Have you ever seen a set of Russian dolls? At first, you see just one figurine, usually painted wood, that looks something like this:
Photo of first Russian doll
You can remove the top half of the first doll, and what do you see inside? Another, slightly smaller, Russian doll!
Photo of second Russian doll inside first Russian doll
You can remove that doll and separate its top and bottom halves. And you see yet another, even smaller, doll:
Photo of third Russian doll inside second Russian doll, next to first Russian doll
And once more:
Photo of fourth Russian doll inside third Russian doll
And you can keep going. Eventually you find the teeniest Russian doll. It is just one piece, and so it does not open:
Photo of all the Russian dolls
We started with one big Russian doll, and we saw smaller and smaller Russian dolls, until we saw one that was so small that it could not contain another.

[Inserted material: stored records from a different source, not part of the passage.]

Issue #51, opened 2015-04-21
Add SQLite requirement


JulienItard:
We should add a Requirements section on the README and add PHP SQLite extentsion.

javiereguiluz:
We recently added a Composer dependency for this: https://github.com/symfony/symfony-demo/blob/master/composer.json#L11

But I think you are right and we should add a note about this in the README.

JulienItard:
Ok i'll do it

javiereguiluz:
Fixed in #52

PR #52, opened 2015-04-21
Add SQLite requirements #51

JulienItard:


javiereguiluz:
@JulienItard thanks for proposing this improvement in the first place and then creating a fix for it.

I've merged it as is to give you the credit of the pull request and then I've tweaked it a bit in https://github.com/symfony/symfony-demo/commit/7242ce6c3b0845247ca25eda1590a3d24132f49e

I've added the PHP 5.3 requirement, which I guess is important to show it for people running old PHP versions and a link to the Symfony requirements page, which explains things nicely and it's a page that usually doesn't receive much attention.

Lastly, I removed the specific instructions of the SQLite extension because we should provide the instructions for all the different Operating Systems and types of PHP installations.

xabbuh:
@javiereguiluz We should make clear that you don't have to use PHP 5.3, but PHP 5.3 **or** higher.

javiereguiluz:
@xabbuh thanks for the heads up. You are completely right. Fixed. Thanks!

JulienItard:
+1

What do Russian dolls have to do with algorithms? Just as one Russian doll has within it a smaller Russian doll, which has an even smaller Russian doll within it, all the way down to a tiny Russian doll that is too small to contain another, we'll see how to design an algorithm to solve a problem by solving a smaller instance of the same problem, unless the problem is so small that we can just solve it directly. We call this technique recursion.
Recursion has many, many applications. In this module, we'll see how to use recursion to compute the factorial function, to determine whether a word is a palindrome, to compute powers of a number, to draw a type of fractal, and to solve the ancient Towers of Hanoi problem. Later modules will use recursion to solve other problems, including sorting.